With some of Christie's most colorful characters and grisliest deaths, small wonder that it's thrice been adapted for television, and this version is undoubtedly one of the best of the ITV run. Just the lush cinematography and beautifully suspenseful score set it apart from the rest. Scriptwise, it brings more layers to characters that even Christie did not fully do justice to: boozer Greg Dyson and aging blonde bombshell Lucky Dyson, for instance, are strangely more sympathetic here, while Evelyn Hillingdon comes across as less of a doormat mourning in private, and more of a strong woman who lives her life her way.

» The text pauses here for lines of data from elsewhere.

PR #4191, opened 2026-05-16
[codex] feat(serve): add capability registry protocol versions

doudouOUC:
## Summary

- What changed: `qwen serve` now advertises its supported serve protocol version alongside the existing capability envelope, and its feature list is backed by a small registry with separate registered-vs-advertised feature helpers.
- Why it changed: Mode B follow-up work needs a stable negotiation surface before adding more session, lifecycle, and control-plane capabilities.
- Reviewer focus: confirm the response remains backward-compatible for existing v1 clients, and that older daemons without the new field remain accepted by the SDK.

## Wave Checklist (#4175)

- ✅ Independently mergeable: this is limited to capability discovery and SDK/docs typing.
- ✅ Backward compatible: `/capabilities.v` stays `1`; `protocolVersions` is additive and optional for SDK consumers.
- ✅ Default behavior preserved: no runtime route behavior, TUI, channel, IDE, auth, or session lifecycle behavior changes.
- ✅ Gradual migration: `STAGE1_FEATURES` / `Stage1Feature` remain as deprecated compatibility aliases.
- ✅ Reversible: removing `protocolVersions` and the registry helpers would restore the previous static feature-list behavior.
- ✅ Tests-first/covered: focused CLI and SDK tests cover the new envelope field, old-daemon compatibility, historical `since` metadata, and fresh-copy helpers.

## Protocol Shape Note

This PR follows #4175 as the implementation source of truth for the field shape:

```json
"protocolVersions": { "current": "v1", "supported": ["v1"] }
```

Older design docs may still mention `protocol_versions`; those should be synced separately if needed so PR3/PR4 build on the same camelCase serve envelope.

## Validation

- Commands run:
  ```bash
  cd packages/cli && npx vitest run src/serve/server.test.ts
  cd packages/sdk-typescript && npx vitest run test/unit/DaemonClient.test.ts
  cd packages/cli && npm run lint -- --max-warnings=0 src/serve/capabilities.ts src/serve/types.ts src/serve/index.ts src/serve/server.ts src/serve/server.test.ts
  cd packages/cli && npm run build
  npx prettier --check packages/cli/src/serve/capabilities.ts packages/cli/src/serve/types.ts packages/cli/src/serve/index.ts packages/cli/src/serve/server.ts packages/cli/src/serve/server.test.ts docs/developers/qwen-serve-protocol.md
  git diff --check
  ```
- Prompts / inputs used: N/A.
- Expected result: the daemon still returns a v1 capabilities envelope, now with protocol version metadata; SDK callers can still consume old v1 envelopes that omit it.
- Observed result: focused daemon and SDK tests passed, package typechecks passed, targeted lint passed, package builds passed, formatting passed, and the diff has no whitespace errors.
- Quickest reviewer verification path: start or exercise the daemon capabilities route and confirm the response still includes the existing feature tags plus `protocolVersions.current = "v1"` and `protocolVersions.supported = ["v1"]`.
- Evidence (output, logs, screenshots, video, JSON, before/after, etc.): local command output showed `86 passed` for daemon server tests and `43 passed` for SDK daemon client tests.

## Scope / Risk

- Main risk or tradeoff: this adds a new optional field to the capabilities envelope, so consumers that incorrectly reject unknown JSON fields could need adjustment; the existing SDK path is tolerant.
- Not covered / not validated: full cross-platform npm, Docker, Podman, and Seatbelt runtime checks were not run because this change is limited to protocol metadata and SDK typing.
- Breaking changes / migration notes: none. The envelope schema version remains `1`, and the previous Stage 1 feature exports remain available as compatibility aliases.

## Testing Matrix

|          | 🍏  | 🪟  | 🐧  |
| npm run  | ✅  | ⚠️  | ⚠️  |
| npx      | ✅  | ⚠️  | ⚠️  |

Testing matrix notes:

- macOS npm/npx validation covered focused tests, typecheck, targeted lint, and package builds.
- Windows, Linux, Docker, Podman, and Seatbelt were not run locally.

## Linked Issues / Bugs

- Related #4175
- Related #3803

### DIFF
--- a/packages/cli/src/serve/capabilities.ts
+++ b/packages/cli/src/serve/capabilities.ts
@@ -1,0 +1,52 @@
+/**
+ * @license
+ * Copyright 2025 Qwen Team
+ * SPDX-License-Identifier: Apache-2.0
+ */
+
+export const SERVE_PROTOCOL_VERSION = 'v1' as const;
+
+export const SUPPORTED_SERVE_PROTOCOL_VERSIONS = [
+  SERVE_PROTOCOL_VERSION,
+] as const;
+
+export type ServeProtocolVersion =
+  (typeof SUPPORTED_SERVE_PROTOCOL_VERSIONS)[number];
+
+export interface ServeProtocolVersions {
+  current: ServeProtocolVersion;
+  supported: ServeProtocolVersion[];
+}
+
+export interface ServeCapabilityDescriptor {
+  since: ServeProtocolVersion;
+}
+
+export const SERVE_CAPABILITY_REGISTRY = {
+  health: { since: SERVE_PROTOCOL_VERSION },
+  capabilities: { since: SERVE_PROTOCOL_VERSION },
+  session_create: { since: SERVE_PROTOCOL_VERSION },
+  session_list: { since: SERVE_PROTOCOL_VERSION },
+  session_prompt: { since: SERVE_PROTOCOL_VERSION },
+  session_cancel: { since: SERVE_PROTOCOL_VERSION },
+  session_events: { since: SERVE_PROTOCOL_VERSION },
+  session_set_model: { since: SERVE_PROTOCOL_VERSION },
+  permission_vote: { since: SERVE_PROTOCOL_VERSION },
+} as const satisfies Record<string, ServeCapabilityDescriptor>;
+
+export type ServeFeature = keyof typeof SERVE_CAPABILITY_REGISTRY;
+
+export const SERVE_FEATURES = Object.freeze(
+  Object.keys(SERVE_CAPABILITY_REGISTRY) as ServeFeature[],
+);
+
+export function getServeFeatures(): ServeFeature[] {
+  return [...SERVE_FEATURES];
+}
+
+export function getServeProtocolVersions(): ServeProtocolVersions {
+  return {
+    current: SERVE_PROTOCOL_VERSION,
+    supported: [...SUPPORTED_SERVE_PROTOCOL_VERSIONS],
+  };
+}
--- a/packages/cli/src/serve/capabilities.ts
+++ b/packages/cli/src/serve/capabilities.ts
@@ -23,15 +23,15 @@ export interface ServeCapabilityDescriptor {
 }
 
 export const SERVE_CAPABILITY_REGISTRY = {
-  health: { since: SERVE_PROTOCOL_VERSION },
-  capabilities: { since: SERVE_PROTOCOL_VERSION },
-  session_create: { since: SERVE_PROTOCOL_VERSION },
-  session_list: { since: SERVE_PROTOCOL_VERSION },
-  session_prompt: { since: SERVE_PROTOCOL_VERSION },
-  session_cancel: { since: SERVE_PROTOCOL_VERSION },
-  session_events: { since: SERVE_PROTOCOL_VERSION },
-  session_set_model: { since: SERVE_PROTOCOL_VERSION },
-  permission_vote: { since: SERVE_PROTOCOL_VERSION },
+  health: { since: 'v1' },
+  capabilities: { since: 'v1' },
+  session_create: { since: 'v1' },
+  session_list: { since: 'v1' },
+  session_prompt: { since: 'v1' },
+  session_cancel: { since: 'v1' },
+  session_events: { since: 'v1' },
+  session_set_model: { since: 'v1' },
+  permission_vote: { since: 'v1' },
 } as const satisfies Record<string, ServeCapabilityDescriptor>;
 
 export type ServeFeature = keyof typeof SERVE_CAPABILITY_REGISTRY;
@@ -40,8 +40,34 @@ export const SERVE_FEATURES = Object.freeze(
   Object.keys(SERVE_CAPABILITY_REGISTRY) as ServeFeature[],
 );
 
-export function getServeFeatures(): ServeFeature[] {
+function serveProtocolVersionIndex(version: ServeProtocolVersion): number {
+  return SUPPORTED_SERVE_PROTOCOL_VERSIONS.indexOf(version);
+}
+
+function isFeatureAvailableInProtocol(
+  feature: ServeFeature,
+  protocolVersion: ServeProtocolVersion,
+): boolean {
+  return (
+    serveProtocolVersionIndex(SERVE_CAPABILITY_REGISTRY[feature].since) <=
+    serveProtocolVersionIndex(protocolVersion)
+  );
+}
+
+export function getRegisteredServeFeatures(): ServeFeature[] {
   return [...SERVE_FEATURES];
+}
+
+export function getAdvertisedServeFeatures(
+  protocolVersion: ServeProtocolVersion = SERVE_PROTOCOL_VERSION,
+): ServeFeature[] {
+  return SERVE_FEATURES.filter((feature) =>
+    isFeatureAvailableInProtocol(feature, protocolVersion),
+  );
+}
+
+export function getServeFeatures(): ServeFeature[] {
+  return getAdvertisedServeFeatures();
 }
 
 export function getServeProtocolVersions(): ServeProtocolVersions {
--- a/packages/cli/src/serve/types.ts
+++ b/packages/cli/src/serve/types.ts
@@ -4,6 +4,12 @@
  * SPDX-License-Identifier: Apache-2.0
  */
 
+import {
+  SERVE_FEATURES,
+  type ServeFeature,
+  type ServeProtocolVersions,
+} from './capabilities.js';
+
 /**
  * Stage 1 daemon mode shape.
  *
@@ -87,6 +93,11 @@ export interface ServeOptions {
  */
 export interface CapabilitiesEnvelope {
   v: 1;
+  /**
+   * Serve protocol versions supported by this daemon. Optional because this is
+   * additive to v=1; older v=1 daemons omit it.
+   */
+  protocolVersions?: ServeProtocolVersions;
   mode: ServeMode;
   features: string[];
   /**
@@ -119,34 +130,21 @@ export interface CapabilitiesEnvelope {
 
 export const CAPABILITIES_SCHEMA_VERSION = 1 as const;
 
-/**
- * Stage 1 ships only the routes wired in `server.ts`. As routes land in
- * follow-up PRs, append the corresponding feature tag here so clients can
- * progressively enable UI affordances.
- *
- * The annotation is intentionally absent: `as const` widens to
- * `readonly ['health', 'capabilities', ...]` and the derived
- * `Stage1Feature` union catches typos at compile time. Annotating as
- * `readonly string[]` would erase the literal information.
- */
-// FIXME(stage-1.5, chiga0 finding 5):
-// `STAGE1_FEATURES` is a hard-coded constant — `extMethod` plugins
-// can't contribute to the capability set without editing the daemon.
-// Stage 1.5 should convert this to a registry that bridges and
-// plugins push into, alongside an `ext_*` event family + a
-// `POST /ext/:method` route. Tracked under #3803.
-// Reference: https://github.com/QwenLM/qwen-code/pull/3889#issuecomment-4427773706
-export const STAGE1_FEATURES = [
-  'health',
-  'capabilities',
-  'session_create',
-  'session_list',
-  'session_prompt',
-  'session_cancel',
-  'session_events',
-  'session_set_model',
-  'permission_vote',
-] as const;
+/** @deprecated Use SERVE_FEATURES from the capability registry. */
+export const STAGE1_FEATURES = SERVE_FEATURES;
 
-/** Compile-time-checked feature identifier — element of STAGE1_FEATURES. */
-export type Stage1Feature = (typeof STAGE1_FEATURES)[number];
+/** @deprecated Use ServeFeature from the capability registry. */
+export type Stage1Feature = ServeFeature;
+
+export {
+  getServeFeatures,
+  getServeProtocolVersions,
+  SERVE_CAPABILITY_REGISTRY,
+  SERVE_FEATURES,
+  SERVE_PROTOCOL_VERSION,
+  SUPPORTED_SERVE_PROTOCOL_VERSIONS,
+  type ServeCapabilityDescriptor,
+  type ServeFeature,
+  type ServeProtocolVersion,
+  type ServeProtocolVersions,
+} from './capabilities.js';
--- a/packages/cli/src/serve/types.ts
+++ b/packages/cli/src/serve/types.ts
@@ -135,16 +135,3 @@ export const STAGE1_FEATURES = SERVE_FEATURES;
 
 /** @deprecated Use ServeFeature from the capability registry. */
 export type Stage1Feature = ServeFeature;
-
-export {
-  getServeFeatures,
-  getServeProtocolVersions,
-  SERVE_CAPABILITY_REGISTRY,
-  SERVE_FEATURES,
-  SERVE_PROTOCOL_VERSION,
-  SUPPORTED_SERVE_PROTOCOL_VERSIONS,
-  type ServeCapabilityDescriptor,
-  type ServeFeature,
-  type ServeProtocolVersion,
-  type ServeProtocolVersions,
-} from './capabilities.js';
--- a/docs/developers/qwen-serve-protocol.md
+++ b/docs/developers/qwen-serve-protocol.md
@@ -119,7 +119,7 @@ Pass `?deep=1` (also accepts `?deep=true` or bare `?deep`) for a probe that expo
 
 Stable contract: when `v` increments the frame layout has changed in a backwards-incompatible way.
 
-> **`protocolVersions`** describes the serve protocol versions the daemon can speak. `current` is the daemon's preferred protocol version and `supported` is the compatible set. Additive to v=1: older v=1 daemons omit this field, so SDK clients that target older builds should treat it as optional.
+> **`protocolVersions`** describes the serve protocol versions the daemon can speak. `current` is the daemon's preferred protocol version and `supported` is the compatible set. Clients that require a specific protocol should check `supported`; feature-specific UI should still gate on `features`. Additive to v=1: older v=1 daemons omit this field, so SDK clients that target older builds should treat it as optional.
 
 > **`modelServices` is always `[]` in Stage 1.** The agent uses its single default model service and doesn't enumerate it over the wire. Stage 2 will populate this from registered model adapters so SDK clients can build service-pickers; until then, do NOT rely on this field being non-empty.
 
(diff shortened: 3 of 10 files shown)


packages/cli/src/serve/capabilities.ts
```diff
@@ -0,0 +1,52 @@
...
+  permission_vote: { since: SERVE_PROTOCOL_VERSION },
+} as const satisfies Record<string, ServeCapabilityDescriptor>;
+
+export type ServeFeature = keyof typeof SERVE_CAPABILITY_REGISTRY;
+
+export const SERVE_FEATURES = Object.freeze(
+  Object.keys(SERVE_CAPABILITY_REGISTRY) as ServeFeature[],
+);
+
+export function getServeFeatures(): ServeFeature[] {
```
wenshao: **[Suggestion]** `getServeFeatures()` currently returns every registered capability, even though each descriptor carries a `since` protocol version. That makes `since` look like advertisement metadata, but the `/capabilities` path does not filter on it; the first future capability registered with a later protocol version would still be advertised to v1 clients.

Please make the contract explicit before this registry becomes the negotiation surface: either filter by the advertised protocol version here, or split this into an `all registered features` helper and a separate `advertised features` helper used by `server.ts`.

packages/cli/src/serve/capabilities.ts
```diff
@@ -0,0 +1,52 @@
...
+  session_set_model: { since: SERVE_PROTOCOL_VERSION },
+  permission_vote: { since: SERVE_PROTOCOL_VERSION },
+} as const satisfies Record<string, ServeCapabilityDescriptor>;
+
+export type ServeFeature = keyof typeof SERVE_CAPABILITY_REGISTRY;
+
+export const SERVE_FEATURES = Object.freeze(
+  Object.keys(SERVE_CAPABILITY_REGISTRY) as ServeFeature[],
+);
+
```
wenshao, line 42: **[Suggestion]** `getServeProtocolVersions()` lacks an independent unit test.

The `serve capability registry` describe block tests `getServeFeatures()` for both value correctness and immutability, but its companion function `getServeProtocolVersions()` receives no equivalent test. The only assertion is in the integration-level `GET /capabilities` test (`expect(res.body.protocolVersions).toEqual(getServeProtocolVersions())`), which is circular — it verifies the route wires the function output but never independently asserts the return value.

```suggestion
// Add to the 'serve capability registry' describe block:
it('returns protocol version metadata with a fresh supported array', () => {
  const versions = getServeProtocolVersions();
  expect(versions.current).toBe('v1');
  expect(versions.supported).toEqual(['v1']);

  // Immutability: mutating the returned array must not affect future calls.
  versions.supported.push('v99' as ServeProtocolVersion);
  const next = getServeProtocolVersions();
  expect(next.supported).toEqual(['v1']);
});
```

packages/cli/src/serve/capabilities.ts
```diff
@@ -0,0 +1,52 @@
...
+  since: ServeProtocolVersion;
+}
+
+export const SERVE_CAPABILITY_REGISTRY = {
+  health: { since: SERVE_PROTOCOL_VERSION },
+  capabilities: { since: SERVE_PROTOCOL_VERSION },
+  session_create: { since: SERVE_PROTOCOL_VERSION },
+  session_list: { since: SERVE_PROTOCOL_VERSION },
+  session_prompt: { since: SERVE_PROTOCOL_VERSION },
+  session_cancel: { since: SERVE_PROTOCOL_VERSION },
```
wenshao: **[Suggestion]** The `since` field uses the mutable constant `SERVE_PROTOCOL_VERSION` instead of the string literal `'v1'`.

When `SERVE_PROTOCOL_VERSION` is eventually updated from `'v1'` to `'v2'`, all 9 v1-era feature entries will silently become `since: 'v2'`, losing the fact that they were introduced in v1. The test reinforces this by asserting each `since` equals `SERVE_PROTOCOL_VERSION` (not `'v1'`), so it will still pass after the bump despite incorrect metadata.

```suggestion
export const SERVE_CAPABILITY_REGISTRY = {
  health: { since: 'v1' },
  capabilities: { since: 'v1' },
  session_create: { since: 'v1' },
  session_list: { since: 'v1' },
  session_prompt: { since: 'v1' },
  session_cancel: { since: 'v1' },
  session_events: { since: 'v1' },
  session_set_model: { since: 'v1' },
  permission_vote: { since: 'v1' },
  // Future v2+ features would use:
  // some_new_feature: { since: SERVE_PROTOCOL_VERSION },
} as const satisfies Record<string, ServeCapabilityDescriptor>;
```

And update the test to assert against the literal `'v1'` instead of `SERVE_PROTOCOL_VERSION`.

packages/cli/src/serve/types.ts
```diff
@@ -119,34 +130,21 @@ export interface CapabilitiesEnvelope {
...
-  'capabilities',
-  'session_create',
-  'session_list',
-  'session_prompt',
-  'session_cancel',
-  'session_events',
-  'session_set_model',
-  'permission_vote',
-] as const;
+/** @deprecated Use SERVE_FEATURES from the capability registry. */
```
wenshao, line 133: **[Suggestion]** Deprecated `STAGE1_FEATURES` alias silently widens its type from an `as const` tuple (`readonly ['health', 'capabilities', ...]`) to `readonly ServeFeature[]` (a generic readonly array). Downstream code doing type-level computation on the value position (e.g. `typeof STAGE1_FEATURES[number]`) will see the widened type. The `Stage1Feature` type alias remains correct, so the practical impact is narrow — but if all internal consumers have migrated, consider removing the `STAGE1_FEATURES` re-export entirely rather than maintaining a type-divergent alias indefinitely.

packages/cli/src/serve/types.ts
```diff
@@ -119,34 +130,21 @@ export interface CapabilitiesEnvelope {
```
wenshao, line 130: **[Suggestion]** `types.ts` now re-exports every runtime value from `capabilities.ts` as a pass-through. This means any new export in `capabilities.ts` must be manually added to both `types.ts` and `index.ts` to be externally accessible. The indirection has no architectural benefit: `types.ts` was historically a type-definition file but is now also a re-export layer for runtime values from a sibling module.

Consider moving the runtime re-exports from `capabilities.ts` directly into `index.ts` (the barrel file), keeping `types.ts` as a pure type/interface definition file.

packages/cli/src/serve/capabilities.ts
```diff
@@ -0,0 +1,52 @@
...
+}
+
+export interface ServeCapabilityDescriptor {
+  since: ServeProtocolVersion;
+}
+
+export const SERVE_CAPABILITY_REGISTRY = {
+  health: { since: SERVE_PROTOCOL_VERSION },
+  capabilities: { since: SERVE_PROTOCOL_VERSION },
+  session_create: { since: SERVE_PROTOCOL_VERSION },
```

And the Islanders! The maid Victoria is always going to be a star part, but the filmmakers have built up Victoria's boyfriend so that he takes an active part in the mystery, even becoming a suspect - they even address interracial relationships in doing so! There's a voodoo witch, which sounds cringe-y, but she tells Marple that her actual practice is more along the line of hoodoo, whereas she performs fake voodoo for gullible white tourists - Miss Marple thinks it's hilarious, and if they don't physically high-five, they are clearly kindred spirits.


Finally, the inspector that butts heads with Miss Marple is himself an Islander, and while he's one in a series of policemen who frustratingly ignore her observations at first, his reaction to the perceived condescension coming from her and fellow amateur sleuth Mr. Rafiel is kind of marvelous: "Times have changed. You British are no longer in charge." It's the first adaptation I can think of that directly addresses the uneasy relationship between a former colony and the remnants of the Empire.

It's not perfect. The ITV Marples had a habit of adding material that over-complicated the solution: this one has some honest-to-god Scooby-Doo shenanigans involving ghost cosplay! Besides that, there's a distracting cameo by a writers-blocked Ian Fleming, who sits with Miss Marple during a talk on birds of the West Indies given by ornithologist James Bond (Fleming jots his name down). Weird enough on its own, absolutely distracting when it becomes part of the solution.

But carrying the film all the way through is McKenzie. Cozy in the role from her first appearance in Season Four, one can't help but wonder what it would have been like to see her in all twelve novels. And I'm convinced the strength of her performance led to never-before-seen adaptation of Marple short stories - not just "The Blue Geranium" to make The Blue Geranium, but both "Greenshaw's Folly" and "The Thumbmark of St. Peter" to make Greenshaw's Folly, as well as acknowledging "The Case of the Caretaker" influence when adapting Endless Night for the series finale. McKenzie was more than just one of a kind: she was my Miss Marple.